There is a restored train station in Meyersdale about 13 miles from Rockwood. I went inside and told the first person I met about the guy with the gun. It was the station attendant. His reaction was somewhat surprising.
“Oh, yeah. We know about him. Somebody reported him to me a couple of weeks ago. He’s handicapped and basically has a right to carry a gun. He’s supposed to keep it in his lap under a blanket. He’s also not supposed to shoot from the trail.”
The phrasing made me think that being handicapped somehow conveyed to him the right to carry a gun.
The attendant continued, “He’s handicapped because of a drunken driving incident. Did he make you feel threatened?”
I said “no” because I felt that in a legal sense I was not threatened even though I fled the area in fear.

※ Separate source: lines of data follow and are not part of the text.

PR #921, opened 2023-03-23
feat(topology): expanded row for resource details

tthvo:
# Welcome to Cryostat! 👋

Related to #891 
Depends on https://github.com/cryostatio/cryostat/issues/1428

## Description of the change:

Each resource row can have an expanded section that show detail view. For now, only `ActiveRecording` row is supported. Others will show an empty text.

## Motivation for the change:

See https://github.com/cryostatio/cryostat-web/pull/906#issuecomment-1472888342

## Screenshots

Screenshot from 2023-03-22 21-38-37

### DIFF
--- a/src/app/Topology/Actions/CreateTarget.tsx
+++ b/src/app/Topology/Actions/CreateTarget.tsx
@@ -47,6 +47,7 @@ import { Target } from '@app/Shared/Services/Target.service';
 import '@app/Topology/styles/base.css';
 import { getFromLocalStorage } from '@app/utils/LocalStorage';
 import { useSubscriptions } from '@app/utils/useSubscriptions';
+import { portalRoot } from '@app/utils/utils';
 import {
   Accordion,
   AccordionContent,
@@ -495,6 +496,7 @@ export const SampleNodeDonut: React.FC<SampleNodeDonutProps> = ({
       <Flex className={css(className)} direction={{ default: 'column' }}>
         <FlexItem alignSelf={{ default: 'alignSelfCenter' }}>
           <Tooltip
+            appendTo={portalRoot}
             content={
               _actionEnabled
                 ? `Click to test${validation.option !== ValidatedOptions.default ? ' again' : ''}.`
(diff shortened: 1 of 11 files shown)


andrewazores:
Looks good so far. Can there also be a badge like this one:

image

that indicates whether there are recordings present? Maybe if this can't be determined (ie. jvmId is null which indicates we haven't been able to connect, as is now the case) show a warning icon. If we can check and there is at least one running recording then show a green OK state icon. Otherwise, either show no icon, or show some neutral grey state icon. WDYT?

tthvo:
Error  & No-running-recording states won't show any icon. Only targets with running recordings will show the green icon.

Just a notice that: we should order our css after PF css or else some rules might be overriden unexpectedly.

Screenshot from 2023-03-23 18-25-33

tthvo:
Looks like the `useResources` hook in the PR can be generalize to accept a target and reused in many other places :D

maxcao13:
image

Should this be reactive to backend emitted websocket notifications? It seems like it does not right now.

tthvo:
Oh seems to affect the `stopped` state. I will look into it.

andrewazores:
I don't know for sure off-hand but I would assume it's because that notification gets emitted with the recording object as the payload right before the recording actually gets stopped, or at least the payload object on the server is still holding the original state that was pulled from the target without it getting updated with the new state after the stoppage occurred. Seems like it should be a minor and easily fixable backend bug, I suspect in the `RecordingTargetHelper`

tthvo:
Right thanks! Seems to return the descriptor without mutating the state here:

https://github.com/cryostatio/cryostat/blob/9bcda3f42ad05349a38d3767f33f11042aa767d2/src/main/java/io/cryostat/recordings/RecordingTargetHelper.java#L276

tthvo:
Latest changes just append the tooltips to `portalRoot` and remove checks for stop-rec notification since backend now should send correct rec state :))

andrewazores (approved):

The station attendant added, “You never know when someone like him is going to snap.”
Another comforting thought.
I told him, “You can take my name in case you need to report him.”
He thought not, but later changed his mind.
After strolling through the exhibits in the station I walked outside to my bike. Gun guy came rolling up the trail and passed in front of me. He made a right turn at the road that crosses the trail and headed into Meyersdale. Hopefully everything went well in Meyersdale that day.
I ran into Scott and Delinda at the station in Meyersdale and would leap frog with them through the morning. I crossed the Eastern Continental Divide and went through the Big Savage Tunnel, which is the most impressive of the tunnels at 3294 feet long. They caught up with me there and we took pictures for each other at the south portal. I passed through the 957 foot long Borden Tunnel and we overtook one another at Frostburg at 12:30 PM. They continued down the trail toward Cumberland and I headed up the switchbacks for my excursion into Frostburg. That was the last time that I saw them.
There was a mission for my excursion to Frostburg. The steam engine pulling the scenic rail train arrives from Cumberland at 12:30 and I wanted to see it. Frostburg is the end point of the popular tourist train trip. You can ride in the passenger cars or, for an additional fee, you can ride in the engine cab.
After arrival in Frostburg, the engine and its tender are decoupled from the passenger cars, turned around, and coupled to the opposite end of the train of passenger cars for the trip back to Cumberland. I was a little late to see it arrive and turned around for the return trip. The turning is accomplished on a large turntable that rotates the engine almost 180 degrees to a parallel track. The parallel track allows the engine to steam past the passenger cars to the opposite end. There it is recoupled to the passenger cars for the trip back to Cumberland. I was able to see most of that maneuver and I’m happy that I didn’t miss it.
After lunch in Frostburg I hurried back to the trail to get ahead of the train. I wanted to get a picture of the train as it steamed past me on the trail. As a bonus, I placed my GoPro Hero camera on one of the railroad ties to get a video of the oncoming locomotive.
The last 14 miles from Frostburg to Cumberland are fast because of the downhill grade. I breezed through the 914 foot long Brush Tunnel about 5 miles from Cumberland and arrived in Cumberland at about 3:15, just after the train arrived. This was the end of the GAP and the beginning of the C&O.
After checking into the Fairfield Hotel, I gathered some supplies for tomorrow: Gatorade, water, and a ham and cheese sandwich for lunch. I was assuming that there would not be a convenient restaurant between Cumberland and Hancock. Hancock was going to be my first overnight on the C&O.
I showered, had dinner, and wrote some notes before getting to bed at about 9:15.